EXERCISE OBJECTIVE — Wherever the line with "If you mean" sits in the listing below, transcribe from it up to and including the line with "Would this not", exactly, and leave the remaining lines out.

○ ○ ○ ○ ○ ○ ○

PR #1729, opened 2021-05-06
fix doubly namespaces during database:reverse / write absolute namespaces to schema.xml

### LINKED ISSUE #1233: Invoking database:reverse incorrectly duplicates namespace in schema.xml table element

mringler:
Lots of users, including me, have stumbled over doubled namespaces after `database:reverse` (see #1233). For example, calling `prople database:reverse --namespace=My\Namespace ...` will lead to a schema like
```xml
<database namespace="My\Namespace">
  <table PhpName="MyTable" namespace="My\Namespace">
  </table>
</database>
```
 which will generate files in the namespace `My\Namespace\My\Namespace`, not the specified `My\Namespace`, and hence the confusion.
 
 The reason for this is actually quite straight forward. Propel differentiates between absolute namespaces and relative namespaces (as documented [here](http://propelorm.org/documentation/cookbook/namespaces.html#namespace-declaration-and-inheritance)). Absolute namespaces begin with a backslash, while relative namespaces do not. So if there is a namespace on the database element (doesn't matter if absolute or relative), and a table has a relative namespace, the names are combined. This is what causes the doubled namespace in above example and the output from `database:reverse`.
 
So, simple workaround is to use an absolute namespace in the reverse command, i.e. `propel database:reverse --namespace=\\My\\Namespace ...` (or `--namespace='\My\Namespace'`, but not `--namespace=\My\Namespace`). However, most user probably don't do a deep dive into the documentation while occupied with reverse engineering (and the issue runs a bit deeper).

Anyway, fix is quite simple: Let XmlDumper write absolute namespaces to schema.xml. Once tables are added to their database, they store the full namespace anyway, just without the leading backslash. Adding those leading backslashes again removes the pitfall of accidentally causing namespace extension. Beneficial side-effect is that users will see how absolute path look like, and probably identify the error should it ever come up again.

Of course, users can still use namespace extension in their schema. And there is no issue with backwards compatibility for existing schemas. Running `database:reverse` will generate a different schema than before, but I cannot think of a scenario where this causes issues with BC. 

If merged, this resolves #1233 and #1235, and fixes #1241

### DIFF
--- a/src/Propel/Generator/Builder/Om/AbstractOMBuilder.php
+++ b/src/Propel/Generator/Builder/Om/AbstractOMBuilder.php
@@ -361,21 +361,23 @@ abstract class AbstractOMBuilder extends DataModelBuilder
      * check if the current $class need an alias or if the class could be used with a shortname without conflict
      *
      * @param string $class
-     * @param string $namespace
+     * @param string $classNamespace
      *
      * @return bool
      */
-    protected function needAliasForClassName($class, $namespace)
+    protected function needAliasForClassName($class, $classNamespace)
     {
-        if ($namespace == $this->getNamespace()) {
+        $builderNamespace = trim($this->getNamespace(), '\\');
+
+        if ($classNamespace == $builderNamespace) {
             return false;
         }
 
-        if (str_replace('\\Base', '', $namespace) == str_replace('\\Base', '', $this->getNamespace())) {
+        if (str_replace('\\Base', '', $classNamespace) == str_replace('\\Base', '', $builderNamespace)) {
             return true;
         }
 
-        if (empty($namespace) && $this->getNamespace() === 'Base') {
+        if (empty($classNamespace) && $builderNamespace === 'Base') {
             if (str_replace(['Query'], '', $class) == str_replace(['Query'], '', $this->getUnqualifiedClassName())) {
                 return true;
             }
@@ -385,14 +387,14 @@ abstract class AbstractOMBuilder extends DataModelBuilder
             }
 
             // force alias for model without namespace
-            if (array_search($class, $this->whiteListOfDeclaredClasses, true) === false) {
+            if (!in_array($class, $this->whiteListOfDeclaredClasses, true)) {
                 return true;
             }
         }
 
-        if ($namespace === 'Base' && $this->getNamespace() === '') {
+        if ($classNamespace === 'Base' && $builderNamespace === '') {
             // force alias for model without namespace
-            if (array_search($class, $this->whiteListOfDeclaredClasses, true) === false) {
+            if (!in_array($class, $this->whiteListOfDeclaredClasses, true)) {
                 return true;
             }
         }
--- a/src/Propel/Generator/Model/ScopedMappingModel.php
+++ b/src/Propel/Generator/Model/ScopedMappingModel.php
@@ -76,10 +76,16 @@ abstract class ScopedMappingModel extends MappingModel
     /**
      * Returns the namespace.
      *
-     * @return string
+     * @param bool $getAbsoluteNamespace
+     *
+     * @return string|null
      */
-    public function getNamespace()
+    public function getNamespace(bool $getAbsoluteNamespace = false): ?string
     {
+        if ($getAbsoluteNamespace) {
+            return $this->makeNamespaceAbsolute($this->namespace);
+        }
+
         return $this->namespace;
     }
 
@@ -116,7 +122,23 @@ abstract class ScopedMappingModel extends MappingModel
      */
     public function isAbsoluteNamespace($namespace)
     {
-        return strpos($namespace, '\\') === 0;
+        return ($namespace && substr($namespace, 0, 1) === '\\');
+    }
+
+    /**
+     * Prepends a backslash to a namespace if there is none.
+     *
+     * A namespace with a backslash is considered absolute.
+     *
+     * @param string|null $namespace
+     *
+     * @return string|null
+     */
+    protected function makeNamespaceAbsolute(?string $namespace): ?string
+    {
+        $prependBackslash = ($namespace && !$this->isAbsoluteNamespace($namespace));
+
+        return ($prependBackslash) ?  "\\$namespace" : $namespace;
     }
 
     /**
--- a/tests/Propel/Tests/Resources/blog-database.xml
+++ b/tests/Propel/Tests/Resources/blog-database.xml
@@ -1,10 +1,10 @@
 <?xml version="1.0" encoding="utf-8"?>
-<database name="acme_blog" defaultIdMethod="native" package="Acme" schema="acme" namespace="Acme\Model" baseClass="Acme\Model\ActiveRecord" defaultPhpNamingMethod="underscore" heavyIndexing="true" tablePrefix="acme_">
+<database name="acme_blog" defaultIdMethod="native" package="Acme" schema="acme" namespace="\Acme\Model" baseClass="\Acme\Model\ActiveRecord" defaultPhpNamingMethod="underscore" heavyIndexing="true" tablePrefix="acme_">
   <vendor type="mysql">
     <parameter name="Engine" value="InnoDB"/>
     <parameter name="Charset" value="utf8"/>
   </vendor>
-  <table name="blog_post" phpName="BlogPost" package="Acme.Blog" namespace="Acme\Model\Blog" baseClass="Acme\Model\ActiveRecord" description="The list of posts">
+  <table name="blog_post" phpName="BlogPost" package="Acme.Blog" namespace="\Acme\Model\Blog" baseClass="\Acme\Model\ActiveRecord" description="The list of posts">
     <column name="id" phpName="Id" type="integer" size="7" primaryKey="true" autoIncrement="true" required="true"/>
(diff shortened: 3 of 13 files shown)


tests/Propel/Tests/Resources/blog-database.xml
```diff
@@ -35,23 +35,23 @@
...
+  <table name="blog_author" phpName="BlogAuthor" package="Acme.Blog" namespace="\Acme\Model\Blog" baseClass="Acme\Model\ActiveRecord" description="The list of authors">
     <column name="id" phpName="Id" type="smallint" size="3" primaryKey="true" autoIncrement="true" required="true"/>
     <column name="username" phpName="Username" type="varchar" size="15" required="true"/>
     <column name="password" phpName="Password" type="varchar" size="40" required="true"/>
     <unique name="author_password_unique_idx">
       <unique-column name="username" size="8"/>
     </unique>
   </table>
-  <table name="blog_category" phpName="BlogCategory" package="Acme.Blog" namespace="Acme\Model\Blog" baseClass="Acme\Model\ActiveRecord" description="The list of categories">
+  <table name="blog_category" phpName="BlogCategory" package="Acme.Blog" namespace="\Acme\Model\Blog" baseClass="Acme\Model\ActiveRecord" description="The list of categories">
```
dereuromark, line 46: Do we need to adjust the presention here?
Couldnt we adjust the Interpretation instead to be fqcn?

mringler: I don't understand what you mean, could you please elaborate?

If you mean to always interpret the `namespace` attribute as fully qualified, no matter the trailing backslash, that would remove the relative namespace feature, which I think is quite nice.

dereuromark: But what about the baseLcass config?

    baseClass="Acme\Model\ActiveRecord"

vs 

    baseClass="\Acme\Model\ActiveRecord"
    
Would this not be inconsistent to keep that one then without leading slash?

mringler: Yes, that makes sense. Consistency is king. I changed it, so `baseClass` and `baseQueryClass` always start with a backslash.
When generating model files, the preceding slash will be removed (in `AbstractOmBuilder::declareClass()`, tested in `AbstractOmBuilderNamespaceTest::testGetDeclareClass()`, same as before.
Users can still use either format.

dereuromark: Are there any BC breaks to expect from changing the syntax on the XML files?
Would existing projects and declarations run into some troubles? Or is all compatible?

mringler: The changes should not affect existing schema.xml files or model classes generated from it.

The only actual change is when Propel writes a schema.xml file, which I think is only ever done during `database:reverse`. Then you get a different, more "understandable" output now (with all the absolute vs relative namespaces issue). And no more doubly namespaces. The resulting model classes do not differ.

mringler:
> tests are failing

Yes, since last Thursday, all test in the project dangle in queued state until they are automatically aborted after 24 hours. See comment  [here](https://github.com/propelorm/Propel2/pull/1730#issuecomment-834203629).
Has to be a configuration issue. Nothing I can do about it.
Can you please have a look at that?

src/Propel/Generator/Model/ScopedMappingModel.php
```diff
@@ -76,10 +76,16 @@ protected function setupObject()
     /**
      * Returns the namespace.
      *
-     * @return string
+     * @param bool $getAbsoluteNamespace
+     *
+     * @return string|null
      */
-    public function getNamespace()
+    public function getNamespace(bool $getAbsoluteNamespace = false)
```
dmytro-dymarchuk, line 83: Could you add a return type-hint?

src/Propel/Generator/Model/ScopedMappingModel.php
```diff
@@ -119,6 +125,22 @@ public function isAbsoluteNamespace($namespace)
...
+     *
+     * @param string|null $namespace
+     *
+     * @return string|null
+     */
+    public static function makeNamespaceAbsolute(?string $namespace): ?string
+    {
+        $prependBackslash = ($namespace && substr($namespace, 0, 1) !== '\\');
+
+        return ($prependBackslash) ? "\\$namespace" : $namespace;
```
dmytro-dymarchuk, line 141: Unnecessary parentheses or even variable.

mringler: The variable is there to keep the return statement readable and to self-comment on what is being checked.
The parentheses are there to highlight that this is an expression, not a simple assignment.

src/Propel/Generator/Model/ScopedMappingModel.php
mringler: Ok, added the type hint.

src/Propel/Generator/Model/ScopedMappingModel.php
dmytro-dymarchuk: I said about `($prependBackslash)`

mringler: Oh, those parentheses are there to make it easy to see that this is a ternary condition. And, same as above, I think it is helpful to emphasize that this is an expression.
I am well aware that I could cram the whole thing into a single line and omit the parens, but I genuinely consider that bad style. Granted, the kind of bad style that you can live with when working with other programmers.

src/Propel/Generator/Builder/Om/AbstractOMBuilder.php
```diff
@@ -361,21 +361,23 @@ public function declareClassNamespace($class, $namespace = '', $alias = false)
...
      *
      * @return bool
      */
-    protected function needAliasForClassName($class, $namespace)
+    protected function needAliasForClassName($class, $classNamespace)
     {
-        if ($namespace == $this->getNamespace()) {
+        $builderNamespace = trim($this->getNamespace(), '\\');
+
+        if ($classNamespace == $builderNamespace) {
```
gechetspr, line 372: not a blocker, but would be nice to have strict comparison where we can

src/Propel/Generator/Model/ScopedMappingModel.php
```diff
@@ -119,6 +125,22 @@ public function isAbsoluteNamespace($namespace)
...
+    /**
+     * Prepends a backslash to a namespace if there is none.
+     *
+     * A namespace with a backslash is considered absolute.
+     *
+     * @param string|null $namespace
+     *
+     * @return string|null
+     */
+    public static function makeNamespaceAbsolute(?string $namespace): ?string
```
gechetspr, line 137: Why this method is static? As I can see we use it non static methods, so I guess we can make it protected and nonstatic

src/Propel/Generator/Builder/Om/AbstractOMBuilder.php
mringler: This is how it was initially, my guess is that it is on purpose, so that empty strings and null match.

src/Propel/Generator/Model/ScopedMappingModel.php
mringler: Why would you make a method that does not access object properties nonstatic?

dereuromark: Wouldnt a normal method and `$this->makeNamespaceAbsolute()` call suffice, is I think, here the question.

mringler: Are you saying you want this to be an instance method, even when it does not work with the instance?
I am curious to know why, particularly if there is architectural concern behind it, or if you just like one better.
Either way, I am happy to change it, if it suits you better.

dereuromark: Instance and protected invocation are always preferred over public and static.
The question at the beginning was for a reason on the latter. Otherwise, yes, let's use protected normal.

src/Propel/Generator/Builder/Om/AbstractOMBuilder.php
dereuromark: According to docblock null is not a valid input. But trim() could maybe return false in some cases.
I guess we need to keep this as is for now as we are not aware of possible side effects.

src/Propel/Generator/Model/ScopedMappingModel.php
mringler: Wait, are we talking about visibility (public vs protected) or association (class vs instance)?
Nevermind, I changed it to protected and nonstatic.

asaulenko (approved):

○ ○ ○ ○ ○ ○ ○

ANSWER SPACE —
If you mean to always interpret the `namespace` attribute as fully qualified, no matter the trailing backslash, that would remove the relative namespace feature, which I think is quite nice.

dereuromark: But what about the baseLcass config?

    baseClass="Acme\Model\ActiveRecord"

vs 

    baseClass="\Acme\Model\ActiveRecord"
    
Would this not be inconsistent to keep that one then without leading slash?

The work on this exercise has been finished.